Tab for federal benefits for the dead: $1 billion, Florida Congressman says

You know the saying that you can’t take it with you? Well, maybe you can if it’s a federal government benefit -- and that’s a problem says a Florida congressman.

Republican U.S. Rep. Greg Steube says tax dollars are being wasted on benefits for dead people.

"It’s estimated that in 2018 alone, dead people received $1 billion in benefits from Medicare, Medicaid, Social Security payments, and federal pensions," Steube said in a May 28 press release.

Steube introduced legislation to require federal agencies and departments to verify eligibility for benefits for individuals 105 years of age or older.

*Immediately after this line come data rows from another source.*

PR #626, opened 2026-07-25
docs(banner): rebuild the banner with OFL fonts instead of the macOS system faces

openwong2kim:
A licence fix for the banner that landed in #624.

That render declared `'Inter', -apple-system, …`, and Inter turned out not to be installed on the machine that produced it — so the headline was set in **San Francisco** and the mono chips in **SF Mono**. Apple's font licence covers using those faces on Apple platforms, not shipping a raster of them in a public repository.

Re-rendered with the two faces embedded at render time instead of resolved from the system:

- **Inter** — SIL OFL 1.1
- **JetBrains Mono** — SIL OFL 1.1

Both licences permit the rasterised output, so nothing further needs to travel with the image. The banner is visually identical; only the glyph source changed (451 KB, down from 459 KB).

For the record, the rest of the fonts in play:

| Where | Face | Licence |
|---|---|---|
| Landing page UI | Geist / Geist Mono via `next/font/google` | SIL OFL 1.1 |
| Arabic OG card | Almarai (committed to the site repo, OFL.txt alongside) | SIL OFL 1.1 |
| Screenshots | whatever the app renders (Cascadia Code, system UI) | screenshots of running software, not font redistribution |


openwong2kim:
## [wmux-hermes] Summary

This PR replaces `docs/banner.png` with a re-rendered version that embeds OFL-licensed fonts (**Inter** and **JetBrains Mono**, both SIL OFL 1.1) at render time instead of resolving them from the system. The previous banner, landed in #624, declared `Inter, -apple-system, …` but Inter was not installed on the rendering machine, so the headline was set in **San Francisco** and the mono chips in **SF Mono` — Apple font licences cover use on Apple platforms, not shipping a raster of those faces in a public repository.

The only changed file is the binary asset `docs/banner.png` (451 KB, down from 459 KB); the banner is visually identical, with only the glyph source changed. Both embedded font licences permit the rasterised output, so no further licence attribution needs to travel with the image. This resolves a licensing exposure introduced by #624 and keeps the repository's shipped assets on permissive terms.

[wmux-hermes]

Steube is correct that the federal government spends a lot of money on benefits for people without verifying their information against death data, but his statement requires some caveats.

Explaining that $1 billion figure

Improper payments are payments made by the government to the wrong person, in the wrong amount, or for the wrong reason. Improper payments include fraud and abuse, errors and instances in which a payment lacked the required documentation. (Not every improper payment is an overpayment.)

In 2018, improper payments added up to about $151 billion. Since 2003, improper payments have added up to $1.5 trillion.

Steube is zeroing in on one type of improper payment, which the government labels "failure to verify death data."

There are various reasons for improper payments. By searching the 2018 dataset at paymentaccuracy.gov, we found that the improper payments for "failure to verify death data" added up to about $966 million before any effort to recover those dollars.

The largest chunk of improper payments was for Social Security -- about $796 million. (The remainder was from Medicaid, retirement and disability. Medicare information had not yet been reported.)

Featured Fact-check

One key caveat about Steube’s statement about dead people receiving health care benefits: Medicare and Medicaid payments are made to health care providers -- not the beneficiaries.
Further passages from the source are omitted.